### WHAT IS BEING ASKED
Some lines in the records below may hold the word "codesandbox"; give the number of those lines and nothing else.

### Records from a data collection
+-------+

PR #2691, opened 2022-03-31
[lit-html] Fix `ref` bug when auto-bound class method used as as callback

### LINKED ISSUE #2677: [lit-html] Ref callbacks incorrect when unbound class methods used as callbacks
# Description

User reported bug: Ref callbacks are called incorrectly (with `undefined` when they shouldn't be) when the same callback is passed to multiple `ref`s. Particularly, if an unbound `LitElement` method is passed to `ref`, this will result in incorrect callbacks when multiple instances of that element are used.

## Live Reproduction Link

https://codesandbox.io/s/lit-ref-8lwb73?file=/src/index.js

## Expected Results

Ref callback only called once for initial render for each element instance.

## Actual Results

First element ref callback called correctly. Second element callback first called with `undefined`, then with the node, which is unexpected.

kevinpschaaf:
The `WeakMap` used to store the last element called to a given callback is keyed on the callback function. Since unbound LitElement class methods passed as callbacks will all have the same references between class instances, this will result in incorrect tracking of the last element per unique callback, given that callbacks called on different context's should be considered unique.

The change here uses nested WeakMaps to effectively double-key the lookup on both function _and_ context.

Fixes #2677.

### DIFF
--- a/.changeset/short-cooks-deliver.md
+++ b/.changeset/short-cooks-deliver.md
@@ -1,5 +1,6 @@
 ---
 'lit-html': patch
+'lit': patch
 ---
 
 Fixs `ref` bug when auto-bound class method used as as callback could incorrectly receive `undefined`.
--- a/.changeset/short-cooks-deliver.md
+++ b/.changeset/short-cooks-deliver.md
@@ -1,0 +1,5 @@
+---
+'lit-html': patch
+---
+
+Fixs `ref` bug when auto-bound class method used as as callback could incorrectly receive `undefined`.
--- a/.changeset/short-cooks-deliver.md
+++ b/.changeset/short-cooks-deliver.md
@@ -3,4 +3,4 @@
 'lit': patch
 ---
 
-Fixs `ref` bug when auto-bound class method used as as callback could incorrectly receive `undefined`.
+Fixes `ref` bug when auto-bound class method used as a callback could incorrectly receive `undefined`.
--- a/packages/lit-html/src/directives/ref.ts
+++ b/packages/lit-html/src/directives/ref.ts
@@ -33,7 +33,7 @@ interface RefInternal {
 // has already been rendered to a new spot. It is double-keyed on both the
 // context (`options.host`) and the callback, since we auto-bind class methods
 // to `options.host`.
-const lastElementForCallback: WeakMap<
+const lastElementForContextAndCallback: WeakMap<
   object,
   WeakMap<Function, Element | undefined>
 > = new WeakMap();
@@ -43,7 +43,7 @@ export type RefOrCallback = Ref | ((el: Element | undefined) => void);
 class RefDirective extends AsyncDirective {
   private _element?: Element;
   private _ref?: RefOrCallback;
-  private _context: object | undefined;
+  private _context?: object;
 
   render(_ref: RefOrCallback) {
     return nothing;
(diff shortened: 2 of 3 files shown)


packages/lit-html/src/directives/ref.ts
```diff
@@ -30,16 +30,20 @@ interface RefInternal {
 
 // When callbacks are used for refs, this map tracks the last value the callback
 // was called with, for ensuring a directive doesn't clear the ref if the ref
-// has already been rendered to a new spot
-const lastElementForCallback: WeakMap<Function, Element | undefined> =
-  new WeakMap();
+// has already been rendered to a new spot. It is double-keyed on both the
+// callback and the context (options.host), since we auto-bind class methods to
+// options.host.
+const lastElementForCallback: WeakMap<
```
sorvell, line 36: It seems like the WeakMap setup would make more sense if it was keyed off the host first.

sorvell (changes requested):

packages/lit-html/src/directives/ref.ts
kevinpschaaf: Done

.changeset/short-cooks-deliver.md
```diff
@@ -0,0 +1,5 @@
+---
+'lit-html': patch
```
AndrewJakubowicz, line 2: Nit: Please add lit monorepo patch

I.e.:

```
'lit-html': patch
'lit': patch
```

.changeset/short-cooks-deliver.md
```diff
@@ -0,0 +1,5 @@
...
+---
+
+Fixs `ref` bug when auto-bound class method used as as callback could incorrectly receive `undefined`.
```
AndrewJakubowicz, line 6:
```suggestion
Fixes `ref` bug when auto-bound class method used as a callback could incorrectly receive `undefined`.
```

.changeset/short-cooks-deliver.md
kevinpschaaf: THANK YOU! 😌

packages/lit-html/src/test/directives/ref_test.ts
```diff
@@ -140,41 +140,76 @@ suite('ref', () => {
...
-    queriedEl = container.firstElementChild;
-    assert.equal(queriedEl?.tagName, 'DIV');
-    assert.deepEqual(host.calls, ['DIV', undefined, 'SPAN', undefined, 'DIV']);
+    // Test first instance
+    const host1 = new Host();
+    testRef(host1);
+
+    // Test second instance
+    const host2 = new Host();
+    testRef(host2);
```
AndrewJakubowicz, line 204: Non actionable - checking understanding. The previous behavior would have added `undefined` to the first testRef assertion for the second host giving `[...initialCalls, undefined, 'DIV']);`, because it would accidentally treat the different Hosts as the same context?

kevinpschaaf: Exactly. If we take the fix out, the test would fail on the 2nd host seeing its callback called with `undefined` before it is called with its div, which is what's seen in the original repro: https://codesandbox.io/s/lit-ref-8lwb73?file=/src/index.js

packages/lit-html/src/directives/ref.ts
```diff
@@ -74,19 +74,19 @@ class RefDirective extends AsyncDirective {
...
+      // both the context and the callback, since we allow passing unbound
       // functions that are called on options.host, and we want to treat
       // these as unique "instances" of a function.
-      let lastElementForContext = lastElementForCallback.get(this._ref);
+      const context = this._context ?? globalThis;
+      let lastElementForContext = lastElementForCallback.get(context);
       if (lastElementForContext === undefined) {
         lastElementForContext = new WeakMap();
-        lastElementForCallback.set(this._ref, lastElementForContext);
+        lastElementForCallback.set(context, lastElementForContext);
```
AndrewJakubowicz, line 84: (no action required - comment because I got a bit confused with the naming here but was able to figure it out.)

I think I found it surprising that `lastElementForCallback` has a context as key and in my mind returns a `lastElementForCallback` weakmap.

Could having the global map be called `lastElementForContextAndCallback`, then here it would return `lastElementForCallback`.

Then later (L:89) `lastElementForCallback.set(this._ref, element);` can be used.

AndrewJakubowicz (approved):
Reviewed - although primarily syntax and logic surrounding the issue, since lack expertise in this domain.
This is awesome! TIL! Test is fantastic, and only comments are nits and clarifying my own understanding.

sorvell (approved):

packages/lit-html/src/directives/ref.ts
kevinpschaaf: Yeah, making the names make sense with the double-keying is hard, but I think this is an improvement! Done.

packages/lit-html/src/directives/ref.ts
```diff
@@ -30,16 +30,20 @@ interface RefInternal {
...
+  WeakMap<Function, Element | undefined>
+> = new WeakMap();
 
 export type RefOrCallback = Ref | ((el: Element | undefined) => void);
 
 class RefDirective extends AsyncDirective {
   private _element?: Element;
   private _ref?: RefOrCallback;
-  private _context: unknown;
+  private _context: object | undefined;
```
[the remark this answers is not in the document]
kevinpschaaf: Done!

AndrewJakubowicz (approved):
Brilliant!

+-------+

### SOLUTION
2